One thing I wish I could ask the "Long Island Medium" Theresa Caputo, is about the whole "going into the light thing." Because I caught an episode in which she did something that made no sense to me. She went to a client's house to "cleanse" it of negative energy and bad spirits. So she took out the handy sage incense and a large feather to give it all a sort of shamanic appearance and walking through the house waving the feather and smoke and telling the bad spirits to move on into the light. She says that negative spirits are ones that stick around a certain place or person and bother them because they are confused or won't go into the light. Ok, fine. But then she does all these readings in which she says, "Your father is sitting right there in that chair and he says...(blah, blah, blah) and he was watching your daughter graduate right there with you!"
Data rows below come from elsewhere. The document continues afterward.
PR #462, opened 2023-08-16
Add prefixItems to type generation

### LINKED ISSUE #461: Schema with prefixItems translates to any type
I original reported this at the rtk-toolkit repo reduxjs/redux-toolkit#3648 but now dove in a little and found that the issue is with oazapfts. In short, I have a property in an OpenAPI schema that is defined as an array of two `anyOf`s of type `integer` or `number` with minimum and maximum length of 2. I would expect this to lead to type of `[number, number]` but instead I receive `any`. I glanced over the issues #422 and #417 since they are also related to `allOf` but it wasnt obvious that they are the same issue.

## Reproducible example
Given this openapi schema.
```json 
{
  "openapi": "3.1.0",
  "info": {
    "title": "Test",
    "description": "",
    "version": "1.0.0"
  },
  "paths": {
    "/test/": {
      "get": {
        "summary": "",
        "description": "",
        "operationId": "get_test",
        "parameters": [],
        "responses": {
          "200": {
            "description": "Successful Response",
            "content": {
              "application/json": {
                "schema": {
                  "$ref": "#/components/schemas/Coordinates"
                }
              }
            }
          }
        }
      }
    }
  },
  "components": {
    "schemas": {
      "Coordinates": {
        "prefixItems": [
          {
            "anyOf": [
              {
                "type": "number"
              },
              {
                "type": "integer"
              }
            ],
            "title": "Lon"
          },
          {
            "anyOf": [
              {
                "type": "number"
              },
              {
                "type": "integer"
              }
            ],
            "title": "Lat"
          }
        ],
        "type": "array",
        "maxItems": 2,
        "minItems": 2
      }
    }
  }
}
```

The client cries in happiness and off-camera hands over a check I'm sure. The thing I don't get is if all these spirits are hanging around Theresa and bugging her to talk to their relatives, doesn't that mean they did NOT go into the light? Are they still stuck in some earthly realm and restlessly stalking their families? I thought once you go into the light, that's it. Aren't you supposed to be in heaven or your happy place, or being born into another body? So which is it? Are they in the light or out of the light? Or do they get to still talk to their families (via mediums) from beyond the light?

The closest I can get to belief in "ghosts" is not really at all about ghosts, but more to do with alternate dimensions, string theory and parallel universes. The latest studies say there are up 11 or more dimensions. I recall first reading the book Flatland: A Romance of Many Dimensions when it came out and just being blown away. If you haven't read it, then you must. Right now. You can download it for 99 cents.
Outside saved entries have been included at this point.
PR #470, opened 2023-08-28
fix: handler functions' argument type

### LINKED ISSUE #460: `handle` helper returns `never` type for non-array objects
#### Description

I have an OpenAPI spec that contains endpoints similar to 

```yaml
paths:
  /cats:
    get:
      operationId: listCats
      responses:
        "200":
          content:
            application/json:
              schema:
                type: array
                items:
                  $ref: "#/components/schemas/Cat"

  /cats/{id}:
    get:
      operationId: getCat
      responses:
        "200":
          content:
            application/json:
              schema:
                $ref: "#/components/schemas/Cat"
```

The type signatures of the generated functions corresponding to these operations are

```ts
function listCats(opts?: RequestOpts | undefined): Promise<WithHeaders<{
    status: 200;
    data: Cat[];
}>>

function getCat(id: number, opts?: RequestOpts | undefined): Promise<WithHeaders<{
    status: 200;
    data: Cat;
}>>
```

When using the `handle` helper like so

```ts
const cats = await handle(listCats(), {
  200: (cats) => cats,
}

const cat = await handle(getCat(), {
  200: (cat) => cat
}
```
we expect the types of `cats` and `cat` to be `Cat[]` and `Cat` respectively.

The issue I am having is that while the type of `cats` is inferred correctly, the type of `cat` becomes `never`. This is only the case for non-array types.

#### Comments

Looking into the type declarations used by `handle`, we find this generic type that is used to determine the return type of `handle`.

```ts
export type FunctionReturnType<T> = T extends (args: any[]) => any ? ReturnType<T> : never;
```

I'm far from a typescript expert, but as I understand it, this will equate to "if the handler type extends `(args: any[]) => any`, then use the return type of this handler and otherwise use `never`". The key detail here is the type of `args`, `any[]`. This will only match arrays, and hence, we get a `never` type for handlers that return values that are not arrays (such as singular objects). Changing this type to

```ts
export type FunctionReturnType<T> = T extends (args: any) => any ? ReturnType<T> : never;
```

appears to resolve the issue. The type of `cat` is now correctly `Cat`, and the type of handlers that have no return values remains `never`, as it should.

I can submit a PR with this fix, but it would be appreciated if someone can lay eyes on this to make sure I'm not missing something.

eric-carlsson:
#### Description
* Fixes the type used to match handler functions inside `handle`, [FunctionReturnType](https://github.com/oazapfts/oazapfts/blob/4fafe0028f0484153c9f458aba5e0fb5e0f4f4ae/src/index.ts#L21-L23), so that it correctly matches handlers with any arguments.
* Add a test to assert the return type of `handle`. This test is non-complete, since technically any type that `api.Pet` can partially satisfy will pass, but it's the best I can come up with since `never` is a subtype to all types.

#### Related issues
- Closes #460

### DIFF
--- a/demo/api.test.ts
+++ b/demo/api.test.ts
@@ -277,6 +277,17 @@ describe("handle", () => {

So the verdict is that I do believe that there is more out there than my human brain can quantify and it is quite possible that within the realms of multiverses there may be skipping, portals, energy signatures and time looping and curling back on itself. That is something worth studying and perhaps it will be more clear one day.

Maybe we do not die at all. If you look at a cloud, and how it produces rain, and the raindrop falls to the ground, and then evaporates and goes back up - do we say the raindrop is dead during each transference to a different element? It is all a cycle. Plants grow from seed, blossom, release many seeds, dye off and become fertilizer for other seeds to grow. So if there is life after death, I figure it is our children. They are part of us and they go on to live. That is more exciting than just an apparition bumping about forever in an old house.

1 comment:

  1. I love this post. Very thought provoking. I suppose none of us will know for sure until it happens to us. I personally believe that who we really are cannot be contained in a body. Keep writing!